# Problem statement
Give the entries again, precisely as they were written.

# Provided records

PR #80, opened 2024-06-26
Fix chat side panel styling

### LINKED ISSUE #75: Fix chat side panel styling
In chat left side panel,

- [ ] Change panel max-width to width (so that it doesn't shrink when the discussion disappears)
- [ ] Add divider between item discussion preview and "ready to end chat" button (similar to the one between participants and discussion)

GnRlLeclerc:
In chat left side panel,

- [ ] Change panel width (so that it doesn't shrink when the discussion disappears) --> add `flex-shrink: 0` to `.panel` class
- [x] Add divider between item discussion preview and "ready to end chat" button (similar to the one between participants and discussion)

Fixes #75

### DIFF
--- a/lit/package-lock.json
+++ b/lit/package-lock.json
@@ -39,6 +39,7 @@
         "process": "^0.11.10",
         "sass": "^1.74.1",
         "sass-loader": "^14.1.1",
+        "ts-lit-plugin": "^2.0.2",
         "ts-loader": "^9.5.1",
         "typescript": "^5.4.4",
         "webpack": "^5.91.0",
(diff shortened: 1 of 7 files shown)


vivtsai:
Any chance you could also fix the panel width? Adding `flex-shrink: 0` to `.panel` will do it.

https://github.com/PAIR-code/llm-mediation-experiments/blob/593bef2b1428ffd18b2179815cab0a1c97b086ae/lit/src/experiment-components/chat/lost_at_sea_chat.scss#L15

vivtsai:
> Any chance you could also fix the panel width? Adding `flex-shrink: 0` to `.panel` will do it.
> 
> https://github.com/PAIR-code/llm-mediation-experiments/blob/593bef2b1428ffd18b2179815cab0a1c97b086ae/lit/src/experiment-components/chat/lost_at_sea_chat.scss#L15

Actually, just kidding: I'm touching this file in my current commit, so I can do it (if that helps).

Issue #17, opened 2024-05-02
Add implicit reveal stage (to show results, solutions, and team score)


cjqian:
In the vote reveal panel, display

1. Who was elected as the team leader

# Result
PR #80, opened 2024-06-26
Fix chat side panel styling

### LINKED ISSUE #75: Fix chat side panel styling
In chat left side panel,

- [ ] Change panel max-width to width (so that it doesn't shrink when the discussion disappears)
- [ ] Add divider between item discussion preview and "ready to end chat" button (similar to the one between participants and discussion)

GnRlLeclerc:
In chat left side panel,

- [ ] Change panel width (so that it doesn't shrink when the discussion disappears) --> add `flex-shrink: 0` to `.panel` class
- [x] Add divider between item discussion preview and "ready to end chat" button (similar to the one between participants and discussion)

Fixes #75

### DIFF
--- a/lit/package-lock.json
+++ b/lit/package-lock.json
@@ -39,6 +39,7 @@
         "process": "^0.11.10",
         "sass": "^1.74.1",
         "sass-loader": "^14.1.1",
+        "ts-lit-plugin": "^2.0.2",
         "ts-loader": "^9.5.1",
         "typescript": "^5.4.4",
         "webpack": "^5.91.0",
(diff shortened: 1 of 7 files shown)


vivtsai:
Any chance you could also fix the panel width? Adding `flex-shrink: 0` to `.panel` will do it.

https://github.com/PAIR-code/llm-mediation-experiments/blob/593bef2b1428ffd18b2179815cab0a1c97b086ae/lit/src/experiment-components/chat/lost_at_sea_chat.scss#L15

vivtsai:
> Any chance you could also fix the panel width? Adding `flex-shrink: 0` to `.panel` will do it.
> 
> https://github.com/PAIR-code/llm-mediation-experiments/blob/593bef2b1428ffd18b2179815cab0a1c97b086ae/lit/src/experiment-components/chat/lost_at_sea_chat.scss#L15

Actually, just kidding: I'm touching this file in my current commit, so I can do it (if that helps).

Issue #17, opened 2024-05-02
Add implicit reveal stage (to show results, solutions, and team score)


cjqian:
In the vote reveal panel, display

1. Who was elected as the team leader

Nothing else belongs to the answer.